Evaluation of tissue factor expression in canine tumor cells.

Author information

1
Department of Population Medicine and Diagnostic Sciences, College of Veterinary Medicine, Cornell University, Ithaca, NY 14853, USA. ts23@cornell.edu

Abstract

OBJECTIVE:

To determine whether canine tumor cell lines express functional tissue factor and shed tissue factor-containing microparticles.

SAMPLE:

Cell lines derived from tumors of the canine mammary gland (CMT12 and CMT25), pancreas (P404), lung (BACA), prostate gland (Ace-1), bone (HMPOS, D-17, and OS2.4), and soft tissue (A72); from normal canine renal epithelium (MDCK); and from a malignant human mammary tumor (MDA-MB-231).

PROCEDURES:

Tissue factor mRNA and antigen expression were evaluated in cells by use of canine-specific primers in a reverse transcriptase PCR assay and a rabbit polyclonal anti-human tissue factor antibody in flow cytometric and immunofluorescent microscopic assays, respectively. Tissue factor procoagulant activity on cell surfaces, in whole cell lysates, and in microparticle pellets was measured by use of an activated factor X-dependent chromogenic assay.

RESULTS:

Canine tissue factor mRNA was identified in all canine tumor cells. All canine tumor cells expressed intracellular tissue factor; however, the HMPOS and D-17 osteosarcoma cells lacked surface tissue factor expression and activity. The highest tissue factor expression and activity were observed in canine mammary tumor cells and pulmonary carcinoma cells (BACA). These 3 tumors also shed tissue factor-bearing microparticles into tissue culture supernatants.

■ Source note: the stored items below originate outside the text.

PR #323, opened 2024-09-06
CI: Update host OS version, add Python 3.13

EwoutH:
Some CI maintenance:
- Update the Pypi.yml host OSes to their latest compatible versions
- Add Python 3.13 to the test matrix.
  - This needs https://github.com/pyapp-kit/workflows/pull/10

### DIFF
--- a/.github/workflows/pypi.yml
+++ b/.github/workflows/pypi.yml
@@ -56,12 +56,12 @@ jobs:
         include:
           - os: ubuntu-latest
             name: linux-x86_64
-          - os: windows-2019
+          - os: windows-latest
             name: windows-amd64
-          - os: macos-11
+          - os: macos-13
             name: macos-x86_64
             macos_arch: "x86_64"
-          - os: macos-11
+          - os: macos-14
             name: macos-arm64
             macos_arch: "arm64"
 
--- a/.github/workflows/test.yml
+++ b/.github/workflows/test.yml
@@ -46,6 +46,8 @@ jobs:
           # still working on ci test errors
           - os: windows-latest
             python-version: "3.12"
+          - compile: true
+            python-version: "3.13"
 
   test-qt:
     name: Test Qt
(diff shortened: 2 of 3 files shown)


EwoutH:
If preferred, feel free to work further on this branch!

tlambert03:
thanks, yeah I'm starting to look into it today.  will certainly take some CI adjustment, and it may only be possible to ship the non-mypyc (pure python) wheels at 3.13 release time (mypyc often trails python release dates slightly).  will update!

.github/workflows/pypi.yml
```diff
@@ -56,12 +56,12 @@ jobs:
...
             name: linux-x86_64
-          - os: windows-2019
+          - os: windows-latest
             name: windows-amd64
-          - os: macos-11
+          - os: macos-13
             name: macos-x86_64
             macos_arch: "x86_64"
-          - os: macos-11
+          - os: macos-14
```
tlambert03, line 64: @EwoutH, can you comment on these changes?  will these be needed for 3.13?

EwoutH: Not needed an sich, but it's good to compile on the latest host OS versions with the latest toolsets, especially for arm64.

tlambert03: huh, i was previously encouraged to compile platform specific stuff on the oldest compatible toolset...  am I misapplying/misunderstanding old advice?

EwoutH: Generally you use the latest tooling / toolset / toolchain, but with, if needed, a certain target version, which guarantees compatible with that version and up. For example, CMake uses [`MACOSX_DEPLOYMENT_TARGET`](https://cmake.org/cmake/help/latest/envvar/MACOSX_DEPLOYMENT_TARGET.html) for this.

For Python I don't believe it really matters much.

tlambert03: Yeah I remember futzing with macOS deployment target.  Can't remember if it was this project or another, but there was some issue with hatchling not always respecting that env var.  May have been fixed by now.

Anyway, let's just go with it and I'll revisit later if anything fails when it's time to release.  The main python functionality is all working fine on 3.13

Thanks again

Issue #330, opened 2024-10-23
 Platform-specific Subclassing Issue with psygnal Integration in ImSwitch


beniroquai:
* psygnal version: latest 0.11.1
* Python version: 3.10
* Operating System: Mac OS (ARM64), Raspberry Pi OS (ARM), Ubuntu 24.10 (x86); all in docker 

## Issue Description:

There seems to be a platform-specific behavior with psygnal on x86 vs ARM architectures. The problem occurs when attempting to subclass a psygnal object after integrating websockets in the ImSwitch project. The error only appears on x86 (such as on a Kubernetes Cluster) but works fine on ARM64 platforms like Raspberry Pi and MacOS, presumably because the compiled psygnal binary is installed differently between architectures.

Stack trace:

```plaintext
Starting Imswitch with the following parameters:
--headless --no-ssl --http-port 8001 --config-folder None --config-file example_virtual_microscope.json --ext-data-folder None
ERROR:root:Traceback (most recent call last):
File "/tmp/ImSwitch/imswitch/__main__.py", line 79, in main
from imswitch.imcommon import prepareApp, launchApp
File "/tmp/ImSwitch/imswitch/imcommon/__init__.py", line 1, in <module>
from .applaunch import prepareApp, launchApp
File "/tmp/ImSwitch/imswitch/imcommon/applaunch.py", line 6, in <module>
from .model import dirtools, pythontools, initLogger
File "/tmp/ImSwitch/imswitch/imcommon/model/__init__.py", line 1, in <module>
from .SharedAttributes import SharedAttributes
File "/tmp/ImSwitch/imswitch/imcommon/model/SharedAttributes.py", line 3, in <module>
from imswitch.imcommon.framework import Signal, SignalInterface
File "/tmp/ImSwitch/imswitch/imcommon/framework/__init__.py", line 4, in <module>
from .noqt import *
File "/tmp/ImSwitch/imswitch/imcommon/framework/noqt.py", line 151, in <module>
class Thread(abstract.Thread):
File "/tmp/ImSwitch/imswitch/imcommon/framework/noqt.py", line 153, in Thread
_started = Signal()
TypeError: interpreted classes cannot inherit from compiled
```

## Steps to Reproduce:
1. Run the code on an x86 platform (e.g., a Kubernetes Cluster).
2. Use the socket integration in the ImSwitch project where subclassing a psygnal object is involved.
3. Observe the above error on x86.

Links:
[...]

PR #331, opened 2024-11-04
fast: add `emit_fast` method for 10x faster emission (without safety checks)

tlambert03:
This PR is in response to @beniroquai's https://github.com/pyapp-kit/psygnal/issues/330#issuecomment-2436321438:

> but the frame-rate drops significantly in the psygnal case

Indeed, the compiled version of psygnal is roughly 5 times slower than Qt (the uncompiled version is about 6.5-7 times slower).  It looks like all that slowdown comes from safety mechanisms and other "features" that may not be used in many cases, (like the ability to query the sender, etc...).  So, this PR adds a stripped down `emit_fast()` method that has the following changes:

  - It does not support `check_nargs` or `check_types`
  - It does not use any thread safety locks.
  - It is not possible to query the emitter with `Signal.current_emitter()`
  - It is not possible to query the sender with `Signal.sender()`
  - It does not support "queued" or "latest-only" reemission modes for nested
    emits. It will always use "immediate" mode, wherein signals emitted by
    callbacks are immediately processed in a deeper emission loop.

  It DOES, however, respect `paused()` and `blocked()`

By stripping away those less-used features, the emission is about 10x faster (making the compiled version ~2x faster than Qt).  It should be used with caution, but for most simple cases, it is probably everything one needs.

### DIFF
--- a/src/psygnal/_signal.py
+++ b/src/psygnal/_signal.py
@@ -1175,6 +1175,52 @@ class SignalInstance:
 
         self._run_emit_loop(args)
 
+    def emit_fast(self, *args: Any) -> None:
+        """Fast emit without any checks.
+
+        This method can be up to 10x faster than `emit()`, but it lacks most of the
+        features and safety checks of `emit()`. Use with caution.  Specifically:
+
+        - It does not support `check_nargs` or `check_types`
+        - It does not use any thread safety locks.
+        - It is not possible to query the emitter with `Signal.current_emitter()`
+        - It is not possible to query the sender with `Signal.sender()`
+        - It does not support "queued" or "latest-only" reemission modes for nested
+          emits. It will always use "immediate" mode, wherein signals emitted by
+          callbacks are immediately processed in a deeper emission loop.
+
+        It DOES, however, support `paused()` and `blocked()`
+
+        Parameters
+        ----------
+        *args : Any
+            These arguments will be passed when calling each slot (unless the slot
+            accepts fewer arguments, in which case extra args will be discarded.)
+        """
+        if self._is_blocked:
+            return
+
+        if self._is_paused:
+            self._args_queue.append(args)
+            return
+
+        try:
+            for caller in self._slots:
+                caller.cb(args)
+        except RecursionError as e:
+            raise RecursionError(
+                f"RecursionError when "
+                f"emitting signal {self.name!r} with args {args}"
+            ) from e
+        except Exception as cb_err:
+            if isinstance(cb_err, EmitLoopError):
+                raise cb_err
+            loop_err = EmitLoopError(exc=cb_err, signal=self).with_traceback(
+                cb_err.__traceback__
+            )
+            # this comment will show up in the traceback
+            raise loop_err from cb_err  # emit() call ABOVE || callback error BELOW
+
     def __call__(
         self, *args: Any, check_nargs: bool = False, check_types: bool = False
     ) -> None:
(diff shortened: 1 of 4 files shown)


src/psygnal/_signal.py
```diff
@@ -1175,6 +1175,52 @@ def emit(
...
+                f"emitting signal {self.name!r} with args {args}"
+            ) from e
+        except Exception as cb_err:
+            if isinstance(cb_err, EmitLoopError):
+                raise cb_err
+            loop_err = EmitLoopError(exc=cb_err, signal=self).with_traceback(
+                cb_err.__traceback__
+            )
+            # this comment will show up in the traceback
+            raise loop_err from cb_err  # emit() call ABOVE || callback error BELOW
```
Czaki, line 1222:
```suggestion
        except EmitLoopError as e:
            raise e
        except Exception as cb_err:
            loop_err = EmitLoopError(exc=cb_err, signal=self).with_traceback(
                cb_err.__traceback__
            )
            # this comment will show up in the traceback
            raise loop_err from cb_err  # emit() call ABOVE || callback error BELOW
```

src/psygnal/_signal.py
```diff
@@ -1175,6 +1175,52 @@ def emit(
...
+            return
+
+        try:
+            for caller in self._slots:
+                caller.cb(args)
+        except RecursionError as e:
+            raise RecursionError(
+                f"RecursionError when "
+                f"emitting signal {self.name!r} with args {args}"
+            ) from e
```
Czaki, line 1214: I'm not a big fan of this solution, as it sometimes produces unreadable stack trace. But I understand that it is just a copy from plain `emmit` and should be fixed in both places?

Czaki (approved):
Looks good. 
did you want to add some tests to make codecov more happy? 

In not, then maybe add `#pragma: no cov` to remove noisy reports?

src/psygnal/_signal.py
tlambert03: Please suggest a better solution.  You've complained about the stack traces in the past, and I tried hard to make what I thought were useful, readable traces. I didn't know you still didn't like them, but it would be good to have some more concrete suggestions

beniroquai:
This sounds great! Thanks a lot for all the effort! Is it an in-place upgrade or would I need to tweak any of the settings? 
CC: @jacopoabramo

Czaki:
You need to call `emit_fast` instead of `emit` so it may require some subclassing if you want to use the same interface as in QSignal.

jacopoabramo:
> This sounds great! Thanks a lot for all the effort! Is it an in-place upgrade or would I need to tweak any of the settings? CC: @jacopoabramo

I guess you can just replace the call to `emit` with `fast_emit` within the child class. The base API doesn't change.

jacopoabramo:
Out of curiosity, how does `emit_fast` drop support for thread safety locks? From the PR it doesn't that there's anything related to threading management but I don't know the whole code base very well

tlambert03:
> Is there a proper way to enforce --no-binary when installing psygnal through the setup.py

@beniroquai ... no there's no way to enforce that in your dependencies, since that is a pip-specific option at install time, and not related to project metadata.  You can, however, tell pip to install with no_binary for a specific package at install time:

```sh
PIP_NO_BINARY=psygnal pip install ImSwitch 
```

Alternatively, you can do the "decompilation" (which simply renames the compiled libraries) in your source code, next to where you subclass, though this requires write access to the psygnal files in site-packages:

```python
# somewhere in your ImSwitch code
import psygnal.utils
psygnal.utils.decompile()
```

... I'd call that a short-term patch, until I have time to look closer at #330

PR #335, opened 2024-11-08
Update EventedModel docs and errors to refer `field_dependencies`

sjdemartini:
`property_dependencies` was renamed to `field_dependencies` in https://github.com/pyapp-kit/psygnal/pull/234 but some associated error messages and docs still refer to the deprecated name.


tlambert03 (approved):
oops, thank you!

PR #336, opened 2024-11-08
fix: fix use of computed_field setter with field_dependencies

### LINKED ISSUE #334: Adding Pydantic v2 `@computed_field` decorator prevents class creation with dependencies
* psygnal version: 0.11.1
* Python version: 3.10
* Operating System: MacOS

### Description

(First of all, thank you for building this excellent library! It's been super useful and a much nicer alternative to param, traitlets, etc!)

If we add the `@computed_field` decorator (https://docs.pydantic.dev/latest/concepts/fields/#the-computed_field-decorator) to any property which we want to be an evented Psygnal `@property` field that is part of `field_dependencies`, it raises an error and prevents definition of the class. 

`@computed_field` is useful, since it ensures the field appears in Pydantic's model serialization, and I would expect it to work with `EventedModel`s as well (esp since Psygnal docs refer to supporting "computed fields" for this sort of use-case).

**Side note/ask**: It would be nice if the `@computed_field` could be added to the `model.events` `SignalGroup` even _without_ a setter, so that at least we could manually `model.events.my_computed_field.emit()` too.

### What I Did

Following the example similar to the docs (https://psygnal.readthedocs.io/en/stable/API/model/), adding `@comptued_field` to the `c` property, as follows:

```python
from pydantic import computed_field

class MyModel(EventedModel):
    a: int = 1
    b: int = 1

    @computed_field
    @property
    def c(self) -> List[int]:
        return [self.a, self.b]

    @c.setter
    def c(self, val: Sequence[int]) -> None:
        self.a, self.b = val

    class Config:
        allow_property_setters = True
        field_dependencies = {"c": ["a", "b"]}
```

This leads to an error:

```
----> 3 class MyModel(EventedModel):
      4     a: int = 1
      5     b: int = 1

File /path/to/lib/python3.10/site-packages/psygnal/_evented_model.py:280, in EventedMetaclass.__new__(mcs, name, bases, namespace, **kwargs)
    274             if conf and conf.get(ALLOW_PROPERTY_SETTERS, False):
    275                 raise ValueError(
    276                     "Cannot set 'allow_property_setters' to 'False' when base "
    277                     f"class {b} sets it to True"
    278                 )
--> 280 cls.__field_dependents__ = _get_field_dependents(
    281     cls, model_config, model_fields
    282 )
    283 cls.__signal_group__ = type(f"{name}SignalGroup", (SignalGroup,), signals)
    284 if not cls.__field_dependents__ and hasattr(cls, "_setattr_no_dependants"):

File /path/to/lib/python3.10/site-packages/psygnal/_evented_model.py:337, in _get_field_dependents(cls, model_config, model_fields)
    335 for prop, fields in cfg_deps.items():
    336     if prop not in {*model_fields, *cls.__property_setters__}:
--> 337         raise ValueError(
    338             "Fields with dependencies must be fields or property.setters."
    339             f"{prop!r} is not."
    340         )
    341     for field in fields:
    342         if field not in model_fields:

ValueError: Fields with dependencies must be fields or property.setters.'c' is not.
```

tlambert03:
fixes #334

### DIFF
--- a/src/psygnal/_evented_model.py
+++ b/src/psygnal/_evented_model.py
@@ -12,7 +12,6 @@ from typing import (
     NamedTuple,
     Set,
     Type,
-    TypeGuard,
     Union,
     cast,
     no_type_check,
@@ -34,6 +33,7 @@ if TYPE_CHECKING:
     from pydantic._internal import _model_construction as pydantic_main
     from pydantic._internal import _utils as utils
     from pydantic._internal._decorators import PydanticDescriptorProxy
+    from typing_extensions import TypeGuard  # py310
     from typing_extensions import dataclass_transform as dataclass_transform  # py311
 
     from ._signal import SignalInstance
@@ -135,7 +135,7 @@ if not PYDANTIC_V1:
     def _model_dump(obj: pydantic.BaseModel) -> dict:
         return obj.model_dump()
 
-    def _is_pydantic_descriptor_proxy(obj: Any) -> TypeGuard["PydanticDescriptorProxy"]:
+    def _is_pydantic_descriptor_proxy(obj: Any) -> "TypeGuard[PydanticDescriptorProxy]":
         if (
             type(obj).__module__.startswith("pydantic")
             and type(obj).__name__ == "PydanticDescriptorProxy"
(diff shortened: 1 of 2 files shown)


sjdemartini:
Awesome, thank you for adding this! Looks great from the tests!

CONCLUSIONS AND CLINICAL RELEVANCE:

Tissue factor was constitutively highly expressed in canine tumor cell lines, particularly those derived from epithelial tumors. Because tumor-associated tissue factor can promote tumor growth and metastasis in human patients, high tissue factor expression could affect the in vivo biological behavior of these tumors in dogs.

PMID:
21801068
DOI:
10.2460/ajvr.72.8.1097
[Indexed for MEDLINE]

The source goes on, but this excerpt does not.